Ancaaak bre gazeteci arkadaşlar…
Hepinizin çoluğu çocuğu var…
İki kuruş para uğruna onca yılın gazetecilik emeğini, çöpe atmanın, ailenize bu korkuları yaşatmanın ne anlamı var?
Bir siz mi akıllısınız?
Onca emekçi arkadaşınız iki kuruşa talim ederken, hem paraları cebe indirip üstüne bir de onuruyla para kazanan gazetecilerden mesleki dayanışma bekliyorsunuz.
Kusura bakmayın:
ARTIK SEKTÖRDE HERKES UYANDI.
Eminim Saymaz’ın telefonu susmamıştır.
Arayan, geçmiş olsun diyenler…
Amma bir dönün de bakın açıktan kim sahip çıktı?
Twitter hesabı haftalardır suskun…
Hapisteki belediye başkanları bile tweet atarken, Saymaz dut yemiş bülbüle döndü.
Programa çıkacağım dedi çıkmadı…
Odatv’ye verdiği kısa bir demeç dışında yüzünü gören olmadı…
Neden?
Çünkü kendini cennette zanneden Saymaz, aslında cehennemin en karanlık yerindeydi de ondan.
Para çarkı patlayınca uyandı.
Ve yeni fark etti.
Demir Cafe’de okey masasında bedava çay yancılığından,
Bağdat Caddesi’nde lüks rezidansa giden ibret yolcuğu…
Neyse…
Eyyyy İsmail, oradaysan kapıyı üç kez tıklat.
Ya da Twitter hesabından bir ses ver.
MAHİROĞLU BAŞININ ÇARESİNE BAKIYOR
Son yazımda birden fazla kişiye meydan okumuştum.
Onlardan biri de Halk TV’nin sahibi Cafer Mahiroğlu’ydu.
Demiştim ki, kanalda deprem etkisi yaratan ROK röportajından haberiniz vardı.
Hatta onayı da siz vermiştiniz.
Beni yalanlarsanız bu işlerin kimin üzerinden yürüdüğünü de söylerim, kanıtları sunarım demiştim.

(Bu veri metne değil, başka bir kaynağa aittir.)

PR #1782, opened 2023-10-06
Update dab.draft.schema.json

abhishekkumams:
## Why make this change?

- Currently our config and schema file had some differences, which is why even the config we support was showing to contain errors.

## What is this change?
- updating schema to reflect the correct supported config file.

## How was this tested?

- Online Tool: https://www.jsonschemavalidator.net/

### Before
image

### After
image


seantleonard:
on the topic of fixing json schema validation, should this PR address #1793? Can our `schema.json` file validate that no extraneous fields are provided?

seantleonard (changes requested):
as a pre-req to merging this, please open a PR updating the public documentation's description of GraphQL and REST settings for an entity. There is no reference to "enabled" property and there is also still reference to allowing the config:
```json
rest: "true",
graphql: "true"
```
this section also seems to be inaccurate: 
https://learn.microsoft.com/en-us/azure/data-api-builder/configuration-file#graphql-operation
```json
{
    "graphql": "true",
    "operation": "query"
  }
```

abhishekkumams:
> as a pre-req to merging this, please open a PR updating the public documentation's description of GraphQL and REST settings for an entity. There is no reference to "enabled" property and there is also still reference to allowing the config:
> 
> ```json
> rest: "true",
> graphql: "true"
> ```
> 
> this section also seems to be inaccurate: https://learn.microsoft.com/en-us/azure/data-api-builder/configuration-file#graphql-operation
> 
> ```json
> {
>     "graphql": "true",
>     "operation": "query"
>   }
> ```

Created a PR for the above in docs

aaronburtle (approved):
LGTM!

Cafer Bey doğru olanı yaptı, beni yalanlamadı.
Teşekkür ederim.
Şimdi yazacağım kulislere de aynı gözle bakabilir kendisi.
Keskin kulaklarıma gelen bilgilere göre, Mahiroğlu, iktidara pek çok kişi üzerinden uzlaşma mesajı göndermiş.

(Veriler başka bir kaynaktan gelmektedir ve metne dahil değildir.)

PR #1787, opened 2023-10-09
To file scoped namespace core

gmottajr:
## Why make this change?
GitHub open-source project collaboration requested.

## What is this change?

Move to file scoped namespace Core part 3


JerryNixon:
If we do this, should we do this in every `cs` file?

seantleonard:
> If we do this, should we do this in every `cs` file?

Our suggestion was to break up this change into multiple PR’s to avoid extra large single PR. This is one of a few.

src/Core/Resolvers/Sql Query Structures/BaseSqlQueryStructure.cs
```diff
@@ -16,562 +16,561 @@
 using Microsoft.AspNetCore.Http;
 using Microsoft.OData.UriParser;
 
-namespace Azure.DataApiBuilder.Core.Resolvers
+namespace Azure.DataApiBuilder.Core.Resolvers;
+
```
seantleonard, line 20: nit: don't need extra line here.

seantleonard (changes requested):
one nit, then should be good to go!

src/Core/Resolvers/Factories/QueryManagerFactory.cs
```diff
@@ -8,111 +8,110 @@
...
+        {
+            throw new DataApiBuilderException(
+                $"{nameof(databaseType)}:{databaseType} could not be found within the config",
+                HttpStatusCode.BadRequest,
+                DataApiBuilderException.SubStatusCodes.DataSourceNotFound);
         }
 
+        return exceptionParser;
     }
+
```
aaronburtle, line 116: nit: I know you didnt add this empty line, but for consistency with the other files we should remove it.

aaronburtle (approved):
Looks good, and thanks for cleaning this up. Just an empty line here or there to remove.

Aniruddh25 (approved):
Looks good to merge, thanks for your patience while we review and improve our CI process. Has some conflicts that need to be resolved.

src/Core/Resolvers/Factories/QueryManagerFactory.cs
seantleonard: can resolve in follow up.

seantleonard:
@gmottajr can you resolve merge conflicts (take all latest from main) and then we can get this merged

Kanalı kapatmayın, lisansını iptal etmeyin, biz de kontrollü muhalefet moduna geçelim demiş.
Fakat kapılar yüzüne kapanmış.
Üstüne bir de bu çabalarını Ongun tarafı duyunca, büyük gerilim patlak vermiş.
‘’paraları bizden alıyorsunuz, bizi yolda bırakamazsınız’’ kavgası çıkmış.
Durumu idare edemeyen Mahiroğlu, yayınlara daha az karışır olmuş.
Adeta elini Halk TV’den çekmiş.
Sağa sola da ‘’kanalla artık eskisi gibi ilgilenmiyorum’’ diyormuş.
Soluğu sık sık Londra’da alan Mahiroğlu’nun Türkiye’ye bir daha dönmeme planı da masada.
Bakalım Mahiroğlu emekçileri ortada bırakıp, kendi başının çaresine bakabilecek mi?